__What the task asks__. Your answer is to be every line of the material that includes the string "classes".

__Given entries__.
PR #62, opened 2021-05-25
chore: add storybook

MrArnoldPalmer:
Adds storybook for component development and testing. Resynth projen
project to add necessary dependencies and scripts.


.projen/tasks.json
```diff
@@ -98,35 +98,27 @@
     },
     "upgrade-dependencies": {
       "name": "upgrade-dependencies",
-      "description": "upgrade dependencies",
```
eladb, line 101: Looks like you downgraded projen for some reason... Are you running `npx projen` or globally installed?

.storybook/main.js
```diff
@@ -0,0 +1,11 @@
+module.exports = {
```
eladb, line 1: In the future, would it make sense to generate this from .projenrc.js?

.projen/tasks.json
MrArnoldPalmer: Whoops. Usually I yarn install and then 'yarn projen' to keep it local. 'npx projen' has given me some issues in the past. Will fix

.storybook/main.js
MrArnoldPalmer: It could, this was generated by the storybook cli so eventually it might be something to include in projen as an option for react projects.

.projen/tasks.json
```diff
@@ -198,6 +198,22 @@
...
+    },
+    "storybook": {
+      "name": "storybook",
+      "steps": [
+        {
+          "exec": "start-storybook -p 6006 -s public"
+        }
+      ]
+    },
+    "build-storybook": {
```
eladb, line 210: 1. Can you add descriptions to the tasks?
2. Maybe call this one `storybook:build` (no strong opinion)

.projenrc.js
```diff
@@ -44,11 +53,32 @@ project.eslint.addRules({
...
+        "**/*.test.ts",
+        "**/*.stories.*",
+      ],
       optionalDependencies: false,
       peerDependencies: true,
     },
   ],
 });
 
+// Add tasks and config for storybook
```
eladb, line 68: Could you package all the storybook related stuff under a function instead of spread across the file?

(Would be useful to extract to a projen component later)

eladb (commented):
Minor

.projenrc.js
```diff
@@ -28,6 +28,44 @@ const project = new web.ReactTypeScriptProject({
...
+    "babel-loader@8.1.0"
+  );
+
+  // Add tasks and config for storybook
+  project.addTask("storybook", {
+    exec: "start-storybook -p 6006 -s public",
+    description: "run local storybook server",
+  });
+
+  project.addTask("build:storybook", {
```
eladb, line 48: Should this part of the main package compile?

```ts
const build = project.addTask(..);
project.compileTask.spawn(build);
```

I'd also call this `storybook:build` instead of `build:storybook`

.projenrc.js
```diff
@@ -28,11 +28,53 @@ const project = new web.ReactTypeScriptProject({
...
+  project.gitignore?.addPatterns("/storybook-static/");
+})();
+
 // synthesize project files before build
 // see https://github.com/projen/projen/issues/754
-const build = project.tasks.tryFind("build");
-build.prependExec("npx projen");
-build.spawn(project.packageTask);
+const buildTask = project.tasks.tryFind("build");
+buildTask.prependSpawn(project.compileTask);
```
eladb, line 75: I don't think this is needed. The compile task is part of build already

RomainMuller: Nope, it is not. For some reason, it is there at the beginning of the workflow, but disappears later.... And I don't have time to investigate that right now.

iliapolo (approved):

* * *

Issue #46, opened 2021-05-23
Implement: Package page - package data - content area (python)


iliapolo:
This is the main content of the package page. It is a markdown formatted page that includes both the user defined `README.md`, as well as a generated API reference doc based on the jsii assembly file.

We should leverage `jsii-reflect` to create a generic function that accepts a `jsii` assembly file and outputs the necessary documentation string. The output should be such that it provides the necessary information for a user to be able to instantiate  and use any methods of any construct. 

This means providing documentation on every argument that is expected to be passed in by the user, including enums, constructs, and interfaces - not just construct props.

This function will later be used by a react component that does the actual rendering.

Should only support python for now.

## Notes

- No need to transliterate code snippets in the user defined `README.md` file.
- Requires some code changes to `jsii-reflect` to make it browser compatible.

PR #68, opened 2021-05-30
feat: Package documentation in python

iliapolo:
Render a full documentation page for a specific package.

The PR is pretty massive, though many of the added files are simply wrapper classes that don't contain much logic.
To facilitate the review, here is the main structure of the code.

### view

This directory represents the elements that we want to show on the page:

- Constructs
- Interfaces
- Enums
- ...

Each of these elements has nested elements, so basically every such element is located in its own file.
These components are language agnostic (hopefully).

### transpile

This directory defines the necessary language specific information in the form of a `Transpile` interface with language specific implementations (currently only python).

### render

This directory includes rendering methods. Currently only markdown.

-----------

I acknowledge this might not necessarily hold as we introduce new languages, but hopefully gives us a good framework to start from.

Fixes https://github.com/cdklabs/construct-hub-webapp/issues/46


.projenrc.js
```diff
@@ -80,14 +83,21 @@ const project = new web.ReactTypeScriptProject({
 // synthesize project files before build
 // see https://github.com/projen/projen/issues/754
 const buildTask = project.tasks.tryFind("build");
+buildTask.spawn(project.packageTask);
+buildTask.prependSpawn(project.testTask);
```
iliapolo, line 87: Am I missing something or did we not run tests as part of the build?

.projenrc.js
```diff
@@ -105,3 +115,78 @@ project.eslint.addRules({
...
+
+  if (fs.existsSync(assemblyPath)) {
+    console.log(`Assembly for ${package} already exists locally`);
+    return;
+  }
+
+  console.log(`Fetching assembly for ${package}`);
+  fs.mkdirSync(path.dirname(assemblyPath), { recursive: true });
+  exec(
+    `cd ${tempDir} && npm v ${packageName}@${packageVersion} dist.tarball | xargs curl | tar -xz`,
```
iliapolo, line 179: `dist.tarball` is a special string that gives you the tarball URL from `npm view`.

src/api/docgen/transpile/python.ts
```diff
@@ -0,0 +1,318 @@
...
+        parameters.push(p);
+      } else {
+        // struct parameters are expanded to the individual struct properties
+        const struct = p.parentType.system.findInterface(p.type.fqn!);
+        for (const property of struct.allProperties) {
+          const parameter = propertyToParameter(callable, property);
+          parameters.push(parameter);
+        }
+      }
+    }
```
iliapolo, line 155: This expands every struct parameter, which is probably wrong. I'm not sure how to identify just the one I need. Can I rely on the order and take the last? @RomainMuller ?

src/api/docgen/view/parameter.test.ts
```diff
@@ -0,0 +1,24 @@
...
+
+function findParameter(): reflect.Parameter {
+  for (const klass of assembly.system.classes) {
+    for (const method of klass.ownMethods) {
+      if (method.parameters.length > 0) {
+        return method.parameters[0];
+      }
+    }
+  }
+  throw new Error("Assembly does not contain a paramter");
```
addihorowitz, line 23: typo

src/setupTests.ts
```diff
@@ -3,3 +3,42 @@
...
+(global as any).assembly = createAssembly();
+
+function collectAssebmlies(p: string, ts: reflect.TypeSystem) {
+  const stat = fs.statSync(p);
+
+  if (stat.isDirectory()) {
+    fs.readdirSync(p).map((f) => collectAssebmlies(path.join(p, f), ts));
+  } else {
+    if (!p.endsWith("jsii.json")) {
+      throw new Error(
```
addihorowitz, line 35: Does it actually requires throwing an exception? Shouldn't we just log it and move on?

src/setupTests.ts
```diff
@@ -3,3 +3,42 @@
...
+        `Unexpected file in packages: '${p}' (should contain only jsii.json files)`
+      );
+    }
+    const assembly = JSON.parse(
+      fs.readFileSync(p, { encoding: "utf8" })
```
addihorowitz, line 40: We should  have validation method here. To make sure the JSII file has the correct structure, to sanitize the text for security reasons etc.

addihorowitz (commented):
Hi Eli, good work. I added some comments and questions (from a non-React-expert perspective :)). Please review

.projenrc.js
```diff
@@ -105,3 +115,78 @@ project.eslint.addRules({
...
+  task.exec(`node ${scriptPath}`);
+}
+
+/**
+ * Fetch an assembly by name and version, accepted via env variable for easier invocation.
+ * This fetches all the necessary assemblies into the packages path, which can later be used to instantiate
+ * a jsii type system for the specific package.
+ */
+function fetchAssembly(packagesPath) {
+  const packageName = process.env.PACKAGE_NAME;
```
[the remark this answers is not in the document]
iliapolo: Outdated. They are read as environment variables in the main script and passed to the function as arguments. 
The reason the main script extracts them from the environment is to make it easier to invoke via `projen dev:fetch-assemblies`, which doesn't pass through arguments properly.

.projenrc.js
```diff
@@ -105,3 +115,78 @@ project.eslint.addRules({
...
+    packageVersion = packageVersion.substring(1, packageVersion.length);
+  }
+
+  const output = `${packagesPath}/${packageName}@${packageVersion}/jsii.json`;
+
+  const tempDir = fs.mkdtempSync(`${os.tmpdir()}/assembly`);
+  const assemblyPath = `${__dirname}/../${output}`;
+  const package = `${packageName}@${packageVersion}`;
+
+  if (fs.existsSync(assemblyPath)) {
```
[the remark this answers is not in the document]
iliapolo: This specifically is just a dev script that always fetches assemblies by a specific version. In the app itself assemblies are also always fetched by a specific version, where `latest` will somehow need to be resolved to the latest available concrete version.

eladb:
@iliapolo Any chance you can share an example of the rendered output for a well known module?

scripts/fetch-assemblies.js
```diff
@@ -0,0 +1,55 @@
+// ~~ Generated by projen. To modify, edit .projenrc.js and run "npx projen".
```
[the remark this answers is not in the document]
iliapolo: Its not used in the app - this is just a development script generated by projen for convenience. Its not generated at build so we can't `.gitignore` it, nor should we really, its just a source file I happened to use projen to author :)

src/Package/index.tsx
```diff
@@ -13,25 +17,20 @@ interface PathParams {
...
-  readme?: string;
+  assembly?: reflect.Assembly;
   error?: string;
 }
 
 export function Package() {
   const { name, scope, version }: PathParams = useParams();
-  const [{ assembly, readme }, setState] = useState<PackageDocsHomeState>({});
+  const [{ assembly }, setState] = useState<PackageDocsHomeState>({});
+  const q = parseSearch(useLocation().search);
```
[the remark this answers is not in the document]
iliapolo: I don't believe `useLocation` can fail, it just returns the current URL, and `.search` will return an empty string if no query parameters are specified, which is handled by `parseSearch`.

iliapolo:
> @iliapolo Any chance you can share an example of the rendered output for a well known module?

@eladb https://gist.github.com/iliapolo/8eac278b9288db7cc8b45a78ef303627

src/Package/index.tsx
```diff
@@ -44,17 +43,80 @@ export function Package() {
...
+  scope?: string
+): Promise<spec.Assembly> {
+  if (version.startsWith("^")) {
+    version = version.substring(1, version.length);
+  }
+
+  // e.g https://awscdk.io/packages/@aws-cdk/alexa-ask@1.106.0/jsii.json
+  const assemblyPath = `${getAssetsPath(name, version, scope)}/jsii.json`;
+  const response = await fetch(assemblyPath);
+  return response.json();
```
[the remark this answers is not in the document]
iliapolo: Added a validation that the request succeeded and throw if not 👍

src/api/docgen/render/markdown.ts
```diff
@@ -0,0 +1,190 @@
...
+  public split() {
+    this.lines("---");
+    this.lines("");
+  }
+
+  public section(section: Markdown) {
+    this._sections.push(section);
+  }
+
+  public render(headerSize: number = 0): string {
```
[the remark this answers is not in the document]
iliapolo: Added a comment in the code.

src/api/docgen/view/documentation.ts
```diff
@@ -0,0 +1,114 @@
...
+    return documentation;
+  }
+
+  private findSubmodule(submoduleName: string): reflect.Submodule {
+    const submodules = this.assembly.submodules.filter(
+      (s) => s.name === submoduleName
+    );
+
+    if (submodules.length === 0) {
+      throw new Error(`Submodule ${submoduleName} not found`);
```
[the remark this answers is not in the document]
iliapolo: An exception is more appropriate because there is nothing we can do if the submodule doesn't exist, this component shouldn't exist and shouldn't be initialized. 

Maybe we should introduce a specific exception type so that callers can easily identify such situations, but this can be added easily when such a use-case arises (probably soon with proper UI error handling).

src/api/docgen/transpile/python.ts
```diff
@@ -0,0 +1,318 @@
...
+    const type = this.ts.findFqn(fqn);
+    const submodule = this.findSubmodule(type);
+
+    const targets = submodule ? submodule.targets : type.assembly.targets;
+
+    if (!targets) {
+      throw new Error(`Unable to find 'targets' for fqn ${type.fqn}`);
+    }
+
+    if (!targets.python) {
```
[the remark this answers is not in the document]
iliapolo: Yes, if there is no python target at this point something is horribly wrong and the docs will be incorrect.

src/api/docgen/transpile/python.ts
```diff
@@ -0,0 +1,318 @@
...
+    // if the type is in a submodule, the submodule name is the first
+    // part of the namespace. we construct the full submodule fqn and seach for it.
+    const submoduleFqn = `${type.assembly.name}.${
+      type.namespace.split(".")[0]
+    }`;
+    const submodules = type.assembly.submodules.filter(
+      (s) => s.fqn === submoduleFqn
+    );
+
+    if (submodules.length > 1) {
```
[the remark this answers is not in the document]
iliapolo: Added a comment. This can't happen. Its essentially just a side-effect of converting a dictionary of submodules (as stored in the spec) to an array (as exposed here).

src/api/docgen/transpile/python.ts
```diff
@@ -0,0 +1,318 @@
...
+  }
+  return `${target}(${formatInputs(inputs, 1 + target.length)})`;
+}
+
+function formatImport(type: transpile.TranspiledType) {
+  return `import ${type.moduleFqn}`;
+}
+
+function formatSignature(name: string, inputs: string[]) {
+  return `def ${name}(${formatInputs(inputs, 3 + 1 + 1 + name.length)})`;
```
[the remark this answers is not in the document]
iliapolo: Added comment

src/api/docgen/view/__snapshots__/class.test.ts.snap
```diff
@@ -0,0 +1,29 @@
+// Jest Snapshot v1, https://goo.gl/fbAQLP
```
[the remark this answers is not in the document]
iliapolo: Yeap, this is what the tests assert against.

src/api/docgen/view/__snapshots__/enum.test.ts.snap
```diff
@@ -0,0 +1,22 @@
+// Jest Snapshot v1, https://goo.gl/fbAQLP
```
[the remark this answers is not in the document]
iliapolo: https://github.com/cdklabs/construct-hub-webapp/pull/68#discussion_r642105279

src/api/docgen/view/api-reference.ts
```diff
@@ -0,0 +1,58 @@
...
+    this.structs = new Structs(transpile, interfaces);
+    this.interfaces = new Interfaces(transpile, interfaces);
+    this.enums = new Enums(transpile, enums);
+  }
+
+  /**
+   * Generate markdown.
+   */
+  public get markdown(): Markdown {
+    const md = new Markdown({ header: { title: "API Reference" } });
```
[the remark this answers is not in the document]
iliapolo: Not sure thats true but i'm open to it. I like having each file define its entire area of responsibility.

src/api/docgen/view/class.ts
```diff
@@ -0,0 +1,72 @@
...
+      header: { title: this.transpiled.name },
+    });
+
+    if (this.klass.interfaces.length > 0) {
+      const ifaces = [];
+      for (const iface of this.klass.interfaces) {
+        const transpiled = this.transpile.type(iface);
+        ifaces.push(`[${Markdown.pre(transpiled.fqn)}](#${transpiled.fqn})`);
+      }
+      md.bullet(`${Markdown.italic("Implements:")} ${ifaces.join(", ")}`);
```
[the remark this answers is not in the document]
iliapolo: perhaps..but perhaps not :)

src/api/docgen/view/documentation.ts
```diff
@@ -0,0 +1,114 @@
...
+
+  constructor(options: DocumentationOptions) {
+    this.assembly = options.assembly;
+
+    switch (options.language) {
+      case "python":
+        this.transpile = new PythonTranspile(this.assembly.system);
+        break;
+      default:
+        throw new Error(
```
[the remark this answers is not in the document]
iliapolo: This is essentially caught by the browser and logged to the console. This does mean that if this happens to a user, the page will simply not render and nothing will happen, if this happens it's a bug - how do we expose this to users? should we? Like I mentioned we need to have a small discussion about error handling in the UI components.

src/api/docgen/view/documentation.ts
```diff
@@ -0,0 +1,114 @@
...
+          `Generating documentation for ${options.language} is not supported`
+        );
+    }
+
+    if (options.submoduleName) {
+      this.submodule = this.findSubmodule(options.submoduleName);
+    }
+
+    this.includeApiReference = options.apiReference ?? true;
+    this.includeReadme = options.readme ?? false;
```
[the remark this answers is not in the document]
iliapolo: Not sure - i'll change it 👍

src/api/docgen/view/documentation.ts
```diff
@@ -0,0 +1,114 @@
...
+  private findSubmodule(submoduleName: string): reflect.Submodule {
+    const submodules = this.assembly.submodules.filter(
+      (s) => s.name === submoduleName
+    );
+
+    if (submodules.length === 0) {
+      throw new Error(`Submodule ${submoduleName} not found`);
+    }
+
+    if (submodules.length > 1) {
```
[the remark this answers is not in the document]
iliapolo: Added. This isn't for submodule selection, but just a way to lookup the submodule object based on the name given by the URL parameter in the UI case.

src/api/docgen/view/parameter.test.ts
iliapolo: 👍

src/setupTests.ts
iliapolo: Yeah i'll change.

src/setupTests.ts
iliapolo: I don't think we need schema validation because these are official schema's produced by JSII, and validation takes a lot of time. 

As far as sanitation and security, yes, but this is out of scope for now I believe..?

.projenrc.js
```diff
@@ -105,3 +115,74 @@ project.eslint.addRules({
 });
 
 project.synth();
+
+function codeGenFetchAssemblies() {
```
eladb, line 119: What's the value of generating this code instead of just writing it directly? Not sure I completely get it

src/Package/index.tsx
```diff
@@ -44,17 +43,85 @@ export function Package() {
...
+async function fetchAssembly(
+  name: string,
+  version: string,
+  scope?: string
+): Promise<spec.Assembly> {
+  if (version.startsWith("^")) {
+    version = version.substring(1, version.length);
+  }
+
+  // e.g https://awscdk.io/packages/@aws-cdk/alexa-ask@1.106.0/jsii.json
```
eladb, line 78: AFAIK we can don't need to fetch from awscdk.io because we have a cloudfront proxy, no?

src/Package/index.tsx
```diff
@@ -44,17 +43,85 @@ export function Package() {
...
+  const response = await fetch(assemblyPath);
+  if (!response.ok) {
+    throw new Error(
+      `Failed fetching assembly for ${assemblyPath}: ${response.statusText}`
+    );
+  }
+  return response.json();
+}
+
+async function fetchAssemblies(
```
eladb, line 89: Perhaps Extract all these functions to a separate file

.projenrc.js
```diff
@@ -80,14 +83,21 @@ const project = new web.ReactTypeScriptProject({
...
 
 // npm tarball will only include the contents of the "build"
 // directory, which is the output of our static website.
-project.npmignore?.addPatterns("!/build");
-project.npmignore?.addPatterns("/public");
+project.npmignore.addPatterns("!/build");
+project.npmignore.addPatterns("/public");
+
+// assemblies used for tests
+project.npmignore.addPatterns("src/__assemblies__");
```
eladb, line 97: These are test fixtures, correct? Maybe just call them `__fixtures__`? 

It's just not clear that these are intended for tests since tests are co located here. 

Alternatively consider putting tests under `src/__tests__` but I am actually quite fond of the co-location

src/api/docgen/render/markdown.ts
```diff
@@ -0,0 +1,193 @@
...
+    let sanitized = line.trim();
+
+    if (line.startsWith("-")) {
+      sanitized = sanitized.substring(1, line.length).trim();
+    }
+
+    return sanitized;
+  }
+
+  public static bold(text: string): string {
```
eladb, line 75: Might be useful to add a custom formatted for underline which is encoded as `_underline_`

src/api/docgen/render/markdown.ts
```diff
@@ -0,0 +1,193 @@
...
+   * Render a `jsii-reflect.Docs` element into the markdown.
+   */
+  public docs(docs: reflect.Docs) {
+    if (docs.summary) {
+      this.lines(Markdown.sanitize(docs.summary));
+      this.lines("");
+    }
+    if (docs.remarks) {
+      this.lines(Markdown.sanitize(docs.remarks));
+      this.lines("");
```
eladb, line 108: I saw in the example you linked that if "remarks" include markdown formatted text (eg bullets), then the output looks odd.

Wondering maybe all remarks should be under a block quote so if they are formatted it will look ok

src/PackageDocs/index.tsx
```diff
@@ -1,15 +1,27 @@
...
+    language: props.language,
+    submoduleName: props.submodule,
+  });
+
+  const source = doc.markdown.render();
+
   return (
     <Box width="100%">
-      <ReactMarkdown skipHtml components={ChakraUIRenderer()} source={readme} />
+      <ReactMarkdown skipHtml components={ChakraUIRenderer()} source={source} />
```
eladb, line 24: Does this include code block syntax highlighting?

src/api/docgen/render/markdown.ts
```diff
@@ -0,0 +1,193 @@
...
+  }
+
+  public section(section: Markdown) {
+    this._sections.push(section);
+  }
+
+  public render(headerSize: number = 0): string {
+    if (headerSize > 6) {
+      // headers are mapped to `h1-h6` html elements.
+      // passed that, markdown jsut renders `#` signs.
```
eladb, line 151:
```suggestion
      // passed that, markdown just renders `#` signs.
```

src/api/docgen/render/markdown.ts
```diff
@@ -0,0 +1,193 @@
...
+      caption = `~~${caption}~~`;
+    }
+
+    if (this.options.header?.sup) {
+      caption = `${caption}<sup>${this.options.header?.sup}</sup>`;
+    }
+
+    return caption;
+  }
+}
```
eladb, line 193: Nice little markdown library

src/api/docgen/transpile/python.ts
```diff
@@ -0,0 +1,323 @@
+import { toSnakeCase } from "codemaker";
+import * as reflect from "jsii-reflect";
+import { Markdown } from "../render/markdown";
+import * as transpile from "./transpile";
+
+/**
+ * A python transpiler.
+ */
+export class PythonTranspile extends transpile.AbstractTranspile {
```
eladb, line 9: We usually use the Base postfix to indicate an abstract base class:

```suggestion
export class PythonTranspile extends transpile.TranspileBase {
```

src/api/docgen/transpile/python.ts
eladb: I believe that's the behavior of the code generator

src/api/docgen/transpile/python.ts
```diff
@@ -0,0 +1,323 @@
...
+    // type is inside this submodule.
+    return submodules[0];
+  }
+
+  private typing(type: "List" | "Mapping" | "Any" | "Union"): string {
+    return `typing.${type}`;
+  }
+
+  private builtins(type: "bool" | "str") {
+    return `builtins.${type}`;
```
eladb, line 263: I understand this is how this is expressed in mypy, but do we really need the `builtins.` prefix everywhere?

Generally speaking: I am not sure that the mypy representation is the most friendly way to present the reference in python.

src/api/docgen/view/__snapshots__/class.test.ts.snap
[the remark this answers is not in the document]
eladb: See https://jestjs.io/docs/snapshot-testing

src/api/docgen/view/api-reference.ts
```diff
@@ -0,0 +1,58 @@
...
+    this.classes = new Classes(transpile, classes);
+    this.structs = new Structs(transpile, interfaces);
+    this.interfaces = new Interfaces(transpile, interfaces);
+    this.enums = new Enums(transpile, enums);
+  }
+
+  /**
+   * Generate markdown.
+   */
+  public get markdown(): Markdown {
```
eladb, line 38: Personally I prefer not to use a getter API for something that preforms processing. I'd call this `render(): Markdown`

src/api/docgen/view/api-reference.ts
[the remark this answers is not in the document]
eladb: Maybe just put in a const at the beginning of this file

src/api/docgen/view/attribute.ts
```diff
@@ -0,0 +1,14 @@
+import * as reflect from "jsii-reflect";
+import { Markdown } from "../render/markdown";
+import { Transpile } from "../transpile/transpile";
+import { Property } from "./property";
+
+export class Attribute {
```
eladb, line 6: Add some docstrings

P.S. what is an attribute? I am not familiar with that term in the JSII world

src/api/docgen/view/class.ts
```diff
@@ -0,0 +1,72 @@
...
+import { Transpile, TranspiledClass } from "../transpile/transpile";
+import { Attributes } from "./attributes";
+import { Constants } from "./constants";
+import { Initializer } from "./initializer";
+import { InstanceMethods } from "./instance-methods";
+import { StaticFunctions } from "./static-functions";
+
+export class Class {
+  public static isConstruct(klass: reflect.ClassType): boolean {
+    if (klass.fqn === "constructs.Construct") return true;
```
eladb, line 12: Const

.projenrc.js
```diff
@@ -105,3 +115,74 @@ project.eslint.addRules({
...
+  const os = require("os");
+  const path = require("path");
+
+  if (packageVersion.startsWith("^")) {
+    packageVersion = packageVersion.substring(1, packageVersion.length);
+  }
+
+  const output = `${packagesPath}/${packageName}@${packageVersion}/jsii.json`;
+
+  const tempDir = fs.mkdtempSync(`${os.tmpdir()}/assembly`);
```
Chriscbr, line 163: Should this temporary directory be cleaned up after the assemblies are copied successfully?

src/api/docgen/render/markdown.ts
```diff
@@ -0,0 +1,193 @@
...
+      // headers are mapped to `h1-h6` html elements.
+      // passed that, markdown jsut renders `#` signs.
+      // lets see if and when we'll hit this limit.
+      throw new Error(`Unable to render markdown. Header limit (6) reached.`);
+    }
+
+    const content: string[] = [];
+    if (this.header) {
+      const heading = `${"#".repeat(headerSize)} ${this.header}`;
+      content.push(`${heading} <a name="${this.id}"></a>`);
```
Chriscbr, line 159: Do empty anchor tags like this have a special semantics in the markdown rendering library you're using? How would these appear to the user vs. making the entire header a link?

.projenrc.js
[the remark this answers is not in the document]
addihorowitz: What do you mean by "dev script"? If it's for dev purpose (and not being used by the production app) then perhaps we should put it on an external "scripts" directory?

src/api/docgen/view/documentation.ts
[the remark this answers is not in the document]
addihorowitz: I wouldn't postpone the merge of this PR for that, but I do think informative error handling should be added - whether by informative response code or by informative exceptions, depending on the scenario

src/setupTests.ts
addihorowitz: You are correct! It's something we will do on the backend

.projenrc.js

__Exercise output__.
The PR is pretty massive, though many of the added files are simply wrapper classes that don't contain much logic.
+  for (const klass of assembly.system.classes) {
+    this.classes = new Classes(transpile, classes);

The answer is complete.